[PROVIDED RECORDS — start]

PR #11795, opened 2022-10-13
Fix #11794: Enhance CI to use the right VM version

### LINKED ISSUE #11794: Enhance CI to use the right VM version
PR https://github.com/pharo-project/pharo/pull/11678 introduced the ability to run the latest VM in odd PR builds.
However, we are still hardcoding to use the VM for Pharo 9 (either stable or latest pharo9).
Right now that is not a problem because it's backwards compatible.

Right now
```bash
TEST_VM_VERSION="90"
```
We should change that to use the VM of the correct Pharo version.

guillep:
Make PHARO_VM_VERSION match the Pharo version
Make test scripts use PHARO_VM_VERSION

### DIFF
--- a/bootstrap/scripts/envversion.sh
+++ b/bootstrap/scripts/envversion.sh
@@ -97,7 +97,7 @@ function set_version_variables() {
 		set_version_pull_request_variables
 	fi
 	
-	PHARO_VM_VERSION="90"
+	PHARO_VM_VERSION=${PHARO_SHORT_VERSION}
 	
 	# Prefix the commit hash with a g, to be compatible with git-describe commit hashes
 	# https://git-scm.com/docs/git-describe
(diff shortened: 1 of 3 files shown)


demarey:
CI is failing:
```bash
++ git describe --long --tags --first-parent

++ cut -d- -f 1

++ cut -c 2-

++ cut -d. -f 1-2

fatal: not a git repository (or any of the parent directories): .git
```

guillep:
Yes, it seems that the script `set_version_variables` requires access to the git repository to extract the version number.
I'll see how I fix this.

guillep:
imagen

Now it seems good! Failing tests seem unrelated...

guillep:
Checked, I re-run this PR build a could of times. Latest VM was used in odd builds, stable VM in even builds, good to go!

[PROVIDED RECORDS — finish]
[PROVIDED RECORDS — start]

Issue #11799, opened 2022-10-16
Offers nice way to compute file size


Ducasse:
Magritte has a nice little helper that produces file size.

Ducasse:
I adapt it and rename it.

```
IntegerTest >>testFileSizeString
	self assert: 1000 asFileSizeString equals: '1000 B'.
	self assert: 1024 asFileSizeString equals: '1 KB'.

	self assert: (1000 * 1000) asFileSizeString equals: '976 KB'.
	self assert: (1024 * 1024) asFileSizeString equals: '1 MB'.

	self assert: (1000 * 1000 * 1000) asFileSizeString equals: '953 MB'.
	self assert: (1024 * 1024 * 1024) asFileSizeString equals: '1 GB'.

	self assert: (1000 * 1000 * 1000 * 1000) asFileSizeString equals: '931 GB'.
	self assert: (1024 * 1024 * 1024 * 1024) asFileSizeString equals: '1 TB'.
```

[PROVIDED RECORDS — finish]
[PROVIDED RECORDS — start]

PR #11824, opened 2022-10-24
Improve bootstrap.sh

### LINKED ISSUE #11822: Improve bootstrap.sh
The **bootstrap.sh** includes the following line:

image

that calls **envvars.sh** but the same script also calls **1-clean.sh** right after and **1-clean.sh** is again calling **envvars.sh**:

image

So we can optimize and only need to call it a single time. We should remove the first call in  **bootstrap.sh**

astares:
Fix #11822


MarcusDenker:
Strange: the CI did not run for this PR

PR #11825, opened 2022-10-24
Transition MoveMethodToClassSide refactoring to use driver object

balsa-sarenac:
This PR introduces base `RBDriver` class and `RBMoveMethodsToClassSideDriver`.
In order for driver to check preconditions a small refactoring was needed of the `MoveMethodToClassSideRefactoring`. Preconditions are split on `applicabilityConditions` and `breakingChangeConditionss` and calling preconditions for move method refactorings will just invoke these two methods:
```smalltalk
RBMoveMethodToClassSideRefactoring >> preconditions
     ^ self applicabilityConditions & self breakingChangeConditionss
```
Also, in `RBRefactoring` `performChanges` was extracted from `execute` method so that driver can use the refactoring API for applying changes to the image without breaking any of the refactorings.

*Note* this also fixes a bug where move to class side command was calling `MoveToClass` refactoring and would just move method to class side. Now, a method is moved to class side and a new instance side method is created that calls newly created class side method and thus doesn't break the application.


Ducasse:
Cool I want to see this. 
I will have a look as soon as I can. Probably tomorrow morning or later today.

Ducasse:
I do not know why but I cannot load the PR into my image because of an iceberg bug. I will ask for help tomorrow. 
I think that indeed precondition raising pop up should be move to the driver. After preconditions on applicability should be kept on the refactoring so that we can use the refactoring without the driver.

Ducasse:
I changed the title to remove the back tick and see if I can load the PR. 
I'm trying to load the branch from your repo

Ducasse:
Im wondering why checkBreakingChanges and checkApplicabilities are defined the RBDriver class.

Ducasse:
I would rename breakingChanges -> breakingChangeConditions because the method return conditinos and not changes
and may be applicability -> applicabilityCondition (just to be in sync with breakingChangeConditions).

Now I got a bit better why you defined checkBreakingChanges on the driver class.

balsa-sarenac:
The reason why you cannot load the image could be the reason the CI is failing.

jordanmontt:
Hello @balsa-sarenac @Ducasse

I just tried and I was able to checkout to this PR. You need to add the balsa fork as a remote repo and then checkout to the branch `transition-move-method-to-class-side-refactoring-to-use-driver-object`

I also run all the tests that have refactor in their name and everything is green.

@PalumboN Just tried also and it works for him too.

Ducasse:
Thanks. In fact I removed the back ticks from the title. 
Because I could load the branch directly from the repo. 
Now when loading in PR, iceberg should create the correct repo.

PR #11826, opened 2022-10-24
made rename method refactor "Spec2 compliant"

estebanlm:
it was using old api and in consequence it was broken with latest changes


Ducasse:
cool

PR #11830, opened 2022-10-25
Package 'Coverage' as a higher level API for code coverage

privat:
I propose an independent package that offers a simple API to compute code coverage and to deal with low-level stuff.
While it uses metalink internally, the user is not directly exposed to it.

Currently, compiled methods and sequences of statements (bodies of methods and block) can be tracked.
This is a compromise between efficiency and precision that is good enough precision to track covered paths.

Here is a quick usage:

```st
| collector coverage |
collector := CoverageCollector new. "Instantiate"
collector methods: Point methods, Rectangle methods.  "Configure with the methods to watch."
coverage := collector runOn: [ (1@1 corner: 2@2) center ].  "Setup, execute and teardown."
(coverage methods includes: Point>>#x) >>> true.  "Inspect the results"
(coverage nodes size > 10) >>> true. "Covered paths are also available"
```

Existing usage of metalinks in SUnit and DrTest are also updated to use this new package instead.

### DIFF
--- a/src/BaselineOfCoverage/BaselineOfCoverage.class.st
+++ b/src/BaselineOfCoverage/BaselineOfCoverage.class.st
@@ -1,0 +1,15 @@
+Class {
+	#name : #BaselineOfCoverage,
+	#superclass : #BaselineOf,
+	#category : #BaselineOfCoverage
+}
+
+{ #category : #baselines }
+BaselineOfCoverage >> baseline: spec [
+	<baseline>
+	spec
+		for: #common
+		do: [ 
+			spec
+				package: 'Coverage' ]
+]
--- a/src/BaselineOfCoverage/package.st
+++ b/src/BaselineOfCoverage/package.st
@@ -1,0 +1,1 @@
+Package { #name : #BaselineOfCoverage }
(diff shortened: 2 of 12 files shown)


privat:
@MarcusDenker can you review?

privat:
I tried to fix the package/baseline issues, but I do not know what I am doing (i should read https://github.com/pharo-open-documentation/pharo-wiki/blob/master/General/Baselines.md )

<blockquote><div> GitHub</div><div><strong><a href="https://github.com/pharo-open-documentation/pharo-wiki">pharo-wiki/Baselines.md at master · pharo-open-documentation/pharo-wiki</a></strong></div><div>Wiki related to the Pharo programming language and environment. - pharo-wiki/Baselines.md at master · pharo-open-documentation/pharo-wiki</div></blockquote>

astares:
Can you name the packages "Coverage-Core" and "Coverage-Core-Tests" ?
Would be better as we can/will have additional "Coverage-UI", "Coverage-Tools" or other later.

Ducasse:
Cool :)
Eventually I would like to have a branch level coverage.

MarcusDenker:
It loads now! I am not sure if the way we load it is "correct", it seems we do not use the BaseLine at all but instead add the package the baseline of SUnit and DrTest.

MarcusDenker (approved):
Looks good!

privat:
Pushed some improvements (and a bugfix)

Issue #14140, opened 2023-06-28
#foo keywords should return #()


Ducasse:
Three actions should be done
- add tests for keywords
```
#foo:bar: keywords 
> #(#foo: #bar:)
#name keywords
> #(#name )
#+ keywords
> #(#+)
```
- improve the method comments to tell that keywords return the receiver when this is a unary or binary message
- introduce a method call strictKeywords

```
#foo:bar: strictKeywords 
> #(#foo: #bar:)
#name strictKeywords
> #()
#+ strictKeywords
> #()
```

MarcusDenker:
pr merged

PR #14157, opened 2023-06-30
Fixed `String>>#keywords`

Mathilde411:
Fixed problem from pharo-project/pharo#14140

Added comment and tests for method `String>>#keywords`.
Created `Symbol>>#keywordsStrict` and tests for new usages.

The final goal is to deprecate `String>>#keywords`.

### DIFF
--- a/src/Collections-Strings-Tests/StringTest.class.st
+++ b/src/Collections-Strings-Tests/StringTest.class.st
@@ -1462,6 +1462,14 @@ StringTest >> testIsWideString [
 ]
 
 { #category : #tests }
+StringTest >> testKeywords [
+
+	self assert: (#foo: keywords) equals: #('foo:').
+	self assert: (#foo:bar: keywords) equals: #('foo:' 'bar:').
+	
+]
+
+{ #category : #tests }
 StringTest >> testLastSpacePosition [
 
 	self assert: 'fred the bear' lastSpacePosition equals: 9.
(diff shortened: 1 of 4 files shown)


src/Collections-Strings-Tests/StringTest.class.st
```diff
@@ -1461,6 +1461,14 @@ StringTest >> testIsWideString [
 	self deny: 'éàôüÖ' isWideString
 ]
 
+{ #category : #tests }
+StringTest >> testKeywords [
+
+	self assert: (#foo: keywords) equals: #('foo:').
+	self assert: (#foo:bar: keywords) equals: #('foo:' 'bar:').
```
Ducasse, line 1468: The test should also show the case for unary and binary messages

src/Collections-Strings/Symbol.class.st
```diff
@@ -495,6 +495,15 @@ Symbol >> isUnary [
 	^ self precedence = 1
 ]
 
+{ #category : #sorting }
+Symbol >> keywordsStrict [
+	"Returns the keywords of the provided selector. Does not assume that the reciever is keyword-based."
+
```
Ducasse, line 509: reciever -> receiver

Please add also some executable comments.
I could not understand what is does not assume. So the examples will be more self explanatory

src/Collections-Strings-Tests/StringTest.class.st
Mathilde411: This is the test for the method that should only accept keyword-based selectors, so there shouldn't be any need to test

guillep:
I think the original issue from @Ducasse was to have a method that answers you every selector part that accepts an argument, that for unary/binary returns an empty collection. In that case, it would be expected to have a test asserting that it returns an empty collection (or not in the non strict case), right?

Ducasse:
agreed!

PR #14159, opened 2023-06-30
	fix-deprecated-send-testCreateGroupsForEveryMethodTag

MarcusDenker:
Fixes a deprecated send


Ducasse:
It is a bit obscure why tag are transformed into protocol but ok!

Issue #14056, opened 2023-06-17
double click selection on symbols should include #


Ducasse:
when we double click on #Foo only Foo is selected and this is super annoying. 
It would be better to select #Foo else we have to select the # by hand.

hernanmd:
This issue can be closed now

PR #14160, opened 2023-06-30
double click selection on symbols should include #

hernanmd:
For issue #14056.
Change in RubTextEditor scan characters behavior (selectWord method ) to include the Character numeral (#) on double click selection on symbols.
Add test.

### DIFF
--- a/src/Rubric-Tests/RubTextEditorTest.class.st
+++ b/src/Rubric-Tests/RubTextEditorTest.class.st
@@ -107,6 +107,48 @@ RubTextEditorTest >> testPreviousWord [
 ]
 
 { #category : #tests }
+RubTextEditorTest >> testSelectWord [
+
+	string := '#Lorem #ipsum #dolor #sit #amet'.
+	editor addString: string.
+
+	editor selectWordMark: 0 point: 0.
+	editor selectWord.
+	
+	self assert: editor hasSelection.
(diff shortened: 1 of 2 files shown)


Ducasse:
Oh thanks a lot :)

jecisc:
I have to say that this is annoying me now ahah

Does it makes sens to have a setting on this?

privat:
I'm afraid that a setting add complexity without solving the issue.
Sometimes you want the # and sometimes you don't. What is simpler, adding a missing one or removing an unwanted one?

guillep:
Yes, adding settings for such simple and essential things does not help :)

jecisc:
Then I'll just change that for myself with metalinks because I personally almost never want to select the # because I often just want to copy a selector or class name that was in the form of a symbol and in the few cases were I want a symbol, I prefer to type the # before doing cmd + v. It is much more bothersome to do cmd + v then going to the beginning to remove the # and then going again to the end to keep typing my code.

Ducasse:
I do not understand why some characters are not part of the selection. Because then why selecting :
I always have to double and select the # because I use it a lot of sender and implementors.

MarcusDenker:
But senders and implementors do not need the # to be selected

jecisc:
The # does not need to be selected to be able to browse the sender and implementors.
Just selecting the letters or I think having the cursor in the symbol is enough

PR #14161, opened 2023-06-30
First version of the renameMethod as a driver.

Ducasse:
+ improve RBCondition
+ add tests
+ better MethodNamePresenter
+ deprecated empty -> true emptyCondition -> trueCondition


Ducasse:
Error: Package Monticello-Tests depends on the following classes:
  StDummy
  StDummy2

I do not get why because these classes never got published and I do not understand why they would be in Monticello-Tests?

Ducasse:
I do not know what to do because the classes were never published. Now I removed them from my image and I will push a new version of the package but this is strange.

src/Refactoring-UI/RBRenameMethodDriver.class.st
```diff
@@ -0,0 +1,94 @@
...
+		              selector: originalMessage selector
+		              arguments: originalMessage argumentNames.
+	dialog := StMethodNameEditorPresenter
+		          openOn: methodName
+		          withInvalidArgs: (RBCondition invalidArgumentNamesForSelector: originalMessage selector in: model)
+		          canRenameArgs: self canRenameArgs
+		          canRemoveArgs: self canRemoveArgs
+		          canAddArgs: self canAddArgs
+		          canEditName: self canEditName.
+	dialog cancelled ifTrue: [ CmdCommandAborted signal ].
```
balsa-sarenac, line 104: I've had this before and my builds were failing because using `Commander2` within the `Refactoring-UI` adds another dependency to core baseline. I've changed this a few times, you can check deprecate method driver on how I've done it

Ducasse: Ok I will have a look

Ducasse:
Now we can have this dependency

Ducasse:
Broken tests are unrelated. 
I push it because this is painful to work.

[PROVIDED RECORDS — finish]

EXERCISE DESCRIPTION — Copy, exactly and only, the lines above that begin with the one containing "PR #11795, opened 2022-10-13" and finish with the one containing "PR https://github.com/pharo-project/pharo/pull/11678 introduced".

ANSWER TO THIS PROBLEM —
PR #11795, opened 2022-10-13
Fix #11794: Enhance CI to use the right VM version

### LINKED ISSUE #11794: Enhance CI to use the right VM version
PR https://github.com/pharo-project/pharo/pull/11678 introduced the ability to run the latest VM in odd PR builds.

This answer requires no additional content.